Vera y Ken cambiaron una rápida mirada de desasosiego. El lugar olía a humedad y a frío. Ardía un fuego en el hogar, pero el frío era de otra naturaleza. Aquel anciano parecía por sí mismo un cadáver viviente. Le temblaban las manos que alzó en muda salutación, al tiempo que un gorgoteo sordo era cuanto brotaba de sus labios descoloridos, pretendiendo acaso representar palabras. Vera notó fijas en ella, a través de aquellos negros lentes, unas pupilas que tal vez no veían bien, pero que llegaban a su persona como dos agujas heladas y profundas, desde una distancia que no parecía de este mundo.
—Quiere decirles que celebra su visita y se la agradece —sonrió Doris—. Sir Clifford no es demasiado amigo de convencionalismos sociales ya, dado su estado. Tampoco gusta de visitas. Pero a veces se siente solo y la presencia de alguien que no sea yo parece animarle un poco.
—¿No recibe nunca otra visita? —se interesó Vera, estudiando al anciano sentado en aquel butacón.
—Sólo de tarde en tarde. Un par de veces ha estado aquí el señor Steele, otra la señora Oates, alguna vez los niños…
—¿Los niños subieron aquí? —se sorprendió Vera, sintiendo un leve estremecimiento.
—Sí, pero muy de tarde en tarde, y creo que por insana curiosidad infantil más que por otra cosa —sonrió Doris forzada—. Ya sabes lo que pienso de ellos.
—Sí, Doris, lo sé —afirmó Vera. Tras una indecisión, señaló a sir Clifford—. ¿Puede oírnos, ver algo?
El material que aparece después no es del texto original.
PR #2664, opened 2026-01-09
fix the npm token issues

aramikm:
# Description

Fix the npm token changes
https://github.com/frequency-chain/frequency/actions/runs/20860686128/job/59941049866

Closes


.github/workflows/merge-pr.yml
```diff
@@ -9,6 +9,7 @@ on:
       - main
 # Set default permissions as restrictive
 permissions:
+  id-token: write  # Required for OIDC
```
aramikm: @JoeCap08055 Is the the only change needed in here or there are other things I'm missing?

demisx (approved):
👍🏻

.github/workflows/merge-pr.yml
```diff
@@ -9,147 +9,11 @@ on:
...
   contents: read
   packages: read
 
 jobs:
-  publish-js-api-augment-rc:
```
aramikm: Open to arguments against this but I don't think we need to publish these on merge. We can always use an `rc` release if needed any of these packages and I think simplifying this makes more sense compared to creating a shared workflow which requires more effort without any tangible reward.

PR #2698, opened 2026-07-21
feat(xcm): enable bridging on mainnet and fix runtime upgrade migrations

enddynayn:
# Goal
Adds Session and AuraExt v0 to v1 migrations, folds frequency-bridging into
the mainnet feature the same way testnet already does, and cleans up the
Makefile so mainnet and paseo targets are not misleading. Also drops
generate-lockfile from the deny CI job for now because core2 0.4.0 is
yanked upstream (paritytech/polkadot-sdk#11769).


.github/workflows/verify-pr-commit.yml
```diff
@@ -240,9 +240,9 @@ jobs:
       - name: Check Out Repo
         uses: actions/checkout@v6
       - name: Set Up Cargo Deny
-        run: |
-          cargo install --force --locked cargo-deny@0.18.9
-          cargo generate-lockfile
+        # Use the committed Cargo.lock. `cargo generate-lockfile` fails because
```
enddynayn, line 243: The vulnerable crates job was dying on cargo generate-lockfile, not on cargo deny itself.

That line has been around since when we first added the audit check in [#520](https://github.com/frequency-chain/frequency/pull/520). Back then the job used cargo audit, and the usual setup was install the tool, generate a lockfile, then run the audit. That made more sense if you might not have a committed lockfile. We do commit Cargo.lock, and the job later moved to cargo deny, but it looks like the regenerate step just stayed. 

What happens now is we re resolve the whole dependency graph from scratch, and crates.io will not let you pick a yanked version in that situation. core2 0.4.0 got yanked, and we still pull it in through cid 0.9 from polkadot sdk sc-network. So fresh lockfile generation fails even though our committed Cargo.lock still builds fine under --locked.

Writeup from polkadot-sdk here: https://github.com/paritytech/polkadot-sdk/issues/11769

I took generate-lockfile out of this job for now so deny just checks the lockfile we already commit, which is what we actually build with. Once we bump polkadot sdk to a release that no longer needs yanked core2, we can put the regenerate step back if we still want it.

deny.toml
```diff
@@ -79,9 +79,28 @@ ignore = [
...
   { id = "RUSTSEC-2026-0020", reason = "Wasmtime resource exhaustion vulnerability, pending update in polkadot-sdk." },
-  { id = "RUSTSEC-2026-0021", reason = "Wasmtime panic vulnerability, pending update in polkadot-sdk." }
+  { id = "RUSTSEC-2026-0021", reason = "Wasmtime panic vulnerability, pending update in polkadot-sdk." },
+  { id = "RUSTSEC-2026-0085", reason = "Wasmtime advisory, pending update in polkadot-sdk." },
+  { id = "RUSTSEC-2026-0086", reason = "Wasmtime advisory, pending update in polkadot-sdk." },
+  { id = "RUSTSEC-2026-0087", reason = "Wasmtime advisory, pending update in polkadot-sdk." },
+  { id = "RUSTSEC-2026-0088", reason = "Wasmtime advisory, pending update in polkadot-sdk." },
+  { id = "RUSTSEC-2026-0089", reason = "Wasmtime advisory, pending update in polkadot-sdk." },
+  { id = "RUSTSEC-2026-0091", reason = "Wasmtime advisory, pending update in polkadot-sdk." },
+  { id = "RUSTSEC-2026-0092", reason = "Wasmtime advisory, pending update in polkadot-sdk." },
```
enddynayn, line 92: Polkadot-sdk upgrades are going to matter soon.

harry-evans (approved):
LGTM

sbendar:
Codex didn't seem have anything significant to say.

sbendar (approved):
Codex didn't have anything significant to say.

—Ve sombras y poco más. Pero la luz da en sus rostros ahora. Puede leer en sus labios. Será mejor que no hable del cadáver. Quizá no le gustase mucho a él. Como ve, es difícil que traigan aquí una carga semejante, querida.
—Sí, empiezo a darme cuenta. —Vera dejó resbalar sus ojos distraídos por los lomos de los libros alineados en las estanterías. Casi sintió pavor. Un oscuro y helado miedo a algo indefinible, malsano, que flotaba en aquel ambiente… o que así se lo parecía a ella.
Tal vez los viejos volúmenes tenían la culpa. Los títulos que, en caracteres rojos, dorados o casi borrados por el tiempo, veía allí ante ella, no eran nada alentadores ni contribuían a disipar el clima y agobiante de aquella casa:
Vampirismo, Historias de satanismo, Culto al Diablo, Licantropía, Poderes ocultos y nigromancia, El Tarot y sus enigmas, El Anticristo, Sadismo y perversión, Wurdalaks y Vrolaks, El Vampiro en Europa, Hombres Lobo y Mujeres Gato
…
Era una biblioteca espeluznante. Desvió la mirada al tener la sensación incómoda de que las pupilas casi ciegas del anciano estaban fijas en ella y en la trayectoria de sus ojos.
—¿Se ha arreglado ya al teléfono? —la voz de Doris parecía llegar de otro planeta, rompiendo las telarañas imaginarias y viscosas de las imaginaciones tétricas de Vera.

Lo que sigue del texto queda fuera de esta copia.